A cobbled together contract
In Medirest, both the High Court and Court of Appeal agreed that the contract was a mess. It was based on a standard NHS form into which a PFI mechanism has been added. The trial judge observed that “The cobbled together nature of the contract did not assist its use by either Medirest or Trust staff” and Jackson LJ stated that “The package of contract documents contains some puzzles and inconsistencies which gave rise to conflict between the parties”.
Against that background, it is not surprising that the good faith clause was not as clear as it could be.
Two possible interpretations
The good faith argument rested on the wording of clause 3.5. In Jackson LJ’s view, the clause was a jumble of different statements set out in an incoherent order. He observed that “It has different possible meanings, depending upon where one places the caesuras and what imaginary punctuation one inserts”.
Caesurae are not often referred to in legal writing. Wikipedia describes a caesura as a “complete pause in a line of poetry or in a musical composition”, often used in Greek and Latin verse.
How does a caesura affect the interpretation of contract? It means an imaginary pause.
Here’s an example of a phrase that changes its meaning, depending where the reader puts the caesura: a road sign stating “Slow children crossing”.
In Medirest, in clause 3.5, the placing of the imaginary pause and lack of punctuation determined whether the contract had a wide and general good faith duty (as the trial judge found) or a narrow good faith duty limited to the two specific purposes set out in the clause (as the Court of Appeal found). By adding punctuation and numeration, the judgment identifies the two possible interpretations and chooses one as the correct meaning.
Punctuation, commas and full stops
In 1918, determining the meaning of a deed made in 1894, Lord Atkinson stated that “Punctuation is a rational part of English composition, and is sometimes quite significantly employed. I see no reason for depriving legal documents of such significance as attaches to punctuation in other writings” (Houston and Others v Burns and Another  AC 337).
However, it is still about the substance of the words. In Scheldebouw v St James Homes  EWHC 89 (TCC), the court held that the presence of certain full stops could not override the obvious meaning of a clause. Similarly, in Dorset County Council v Southern Felt Roofing (1989) 48 BLR 96 there was a debate about the absence of a comma between the words “loss” and “claim”, since the comma did appear in the original standard form.
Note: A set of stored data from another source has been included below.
Issue #5055, opened 2022-02-14
loadOptions not properly typed anymore


josias-r:
- The argument `inputValue` provided to `loadOptions` is inferred with type `any`, instead of `string` (unless the second argument, callback, is also extracted) -> type overload seems to be broken.
- The return value of `loadOptions` can be anything, no type error is ever reported.

See example:
https://codesandbox.io/s/react-select-v5-ts-9sxmq

This worked prior to v5

Rall3n:
It's curios that TypeScript can't coalesce the second variant provided in its current typing. Maybe because the function always gets the callback as its second parameter?

josias-r:
Could the problem be that one of the two types for `loadOptions` is
```
((inputValue: string, callback: (options: OptionsOrGroups<Option, Group>) => void) => void)
```
instead of
```
((inputValue: string, callback: (options: OptionsOrGroups<Option, Group>) => void) => Promise<OptionsOrGroups<Option, Group>>) 
```

I don't know why the return type would be `void`.
Maybe the two different return types + two different argument types cause typescrip to report type `any` because it has no clue which one it is of the two.


Also, wouldn't a single type like this (notice the optional callback argument):
```
((inputValue: string, callback?: (options: OptionsOrGroups<Option, Group>) => void) => Promise<OptionsOrGroups<Option, Group>>) 
```
...be sufficient? Instead of having two types for with and without the callback argument

Methuselah96:
The return type is `void` because you should be able to pass in a function that doesn't return a promise. We have an example of that [in the docs](https://github.com/JedWatson/react-select/blob/master/docs/examples/AsyncCallbacks.tsx#L16-L23). If we updated the `loadOptions` type to have the return type always be a `Promise` that example wouldn't compile.

josias-r:
@Methuselah96 Ah yeah of course. That's the point of having a callback. I have no clue where types breaks here 😕

Rall3n:
> Then I have no clue where the types breaks here

I don't know exactly how TypeScript determines which types are applicable, but I believe it checks the source to see where something would apply.

With that in mind I also believe the issue is that we only call the prop with both arguments (`inputValue`, `callback`), never with only the first argument (see [source](https://github.com/JedWatson/react-select/tree/master/packages/react-select/src/useAsync.ts#L120)).

@Methuselah96 Would a change to the old type `(...) => Promise<...> | void` sufficient and acceptable?

Methuselah96:
[...]

PR #5081, opened 2022-02-28
Fix type inference for Async's loadOptions prop

Methuselah96:
Fixes https://github.com/JedWatson/react-select/issues/5055.

Basically, TypeScript handles function overloading better than taking the union of functions.


Methuselah96:
Hmm... it isn't quite that easy.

The trial judge rejected an argument made with “more courage than manifest conviction” that this was a deliberate omission with the intent of referring to a “loss claim”.
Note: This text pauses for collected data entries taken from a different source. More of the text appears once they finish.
Issue #5050, opened 2022-02-08
Opening dropdown via dropdown icon hijacks events (react-datepicker example)


rkulinski:
When using `react-select` with `react-datepicker` it seems that some architectural issue of `react-select` shows up.

Repro:
https://stackblitz.com/edit/react-o6gkep?file=src/App.js

Correct behaviour:
1. Open datepicker.
2. Click on select (not the part with icon on right) and observe datepicker is closed correctly.

Issue:
1. Open datepicker.
2. Click on the part with icon on right of select and observe datepicker is not closed.

I think there's a problem with how this div with icon is designed. Seems to me like it's highjacking events. That doesn't happen for other part of the select and IMO it shouldn't happen here as well.

It was reported here:
https://github.com/JedWatson/react-select/issues/1539
but closed without any resolution.

Versions:
```
    "react": "17.0.2",
    "react-datepicker": "4.6.0",
    "react-dom": "17.0.2",
    "react-select": "^5.2.2"
```

rkulinski:
I think the issue is that dropdown indicator has it's own method for click (onDropdownIndicatorMouseDown). It calls `stopPropagation` which causes e.g. `react-datepicker` to not receive an event. I honestly don't understand why there are two handlers (with different logic inside) for something that seems should be working exactly the same.

hushee69:
For information, the bug isn't reproductible in mobile view for some reason (used this [https://stackblitz.com/edit/react-o6gkep?file=src/App.js](https://stackblitz.com/edit/react-o6gkep?file=src/App.js) while on mobile view and DatePicker does close correctly when select is clicked using the icon on right)

rkulinski:
@hushee69 what do you mean by "mobile view" - mobile device or narrow window? Note that this issue occurs only when you click "icon area" as described in issue.

rkulinski:
Will be fixed in https://github.com/JedWatson/react-select/pull/5138

PR #5085, opened 2022-02-28
Remove duplicate handler for indicator

rkulinski:
I have no idea why two different handlers should be applied for single action. The approach with two handlers was forcing to call `stopPropagation` which was causing this issue to occur
https://github.com/JedWatson/react-select/issues/5050

### DIFF
--- a/.changeset/allow-event-bubbling-for-all-controls.md
+++ b/.changeset/allow-event-bubbling-for-all-controls.md
@@ -1,0 +1,5 @@
+---
+'react-select': patch
+---
+
+Replace stopPropagation with target check.
--- a/.changeset/share-click-handler-for-dropdown-and-select.md
+++ b/.changeset/share-click-handler-for-dropdown-and-select.md
@@ -1,0 +1,5 @@
+---
+'react-select': patch
+---
+
+Use single click handler for opening select options. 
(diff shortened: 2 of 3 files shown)


Rall3n (changes requested):
Removing the dedicated event handler for the `DropdownIndicator` component introduces breaking changes and also breaks interaction with the component when using the prop `openMenuOnClick`:
* setting `openMenuOnClick={false}` does not open the menu when clicking on the indicator
* additionally setting `isSearchable={false}` shows no indication of interaction with the component upon clicking the indicator (resembles an `<select readonly />` element)

Even though both handlers do the same actions, they react in different ways to the interaction. One should not be removed on the basis that they both end in the same behavior. Instead, a way should be found to replace `stopPropogation` without changing current behaviour.

rkulinski:
@Rall3n got it, I wasn't able to find any difference in how it was working, but I'm not that familiar with library code so I missed some edge case scenarios. I'll try to somehow get rid of `stopPropagation`, but I'm not sure if this will be easy.

rkulinski:
@Rall3n I wasn't able to find any better and easier workaround for this with how components are structured.

rkulinski:
Closing in favor of https://github.com/JedWatson/react-select/pull/5089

Legal documents are not the impenetrable documents they used to be over 100 years ago and the Plain English Campaign is a good thing. But punctuation is still important, if the battle over the apostrophe being dropped by the North East Lincolnshire Council is anything to go by. The lesson is, as ever, to get the words right and not to forget the significance of punctuation.
I’ll leave you to make up your own minds with this final example: “Lawyers give poor free legal advice”.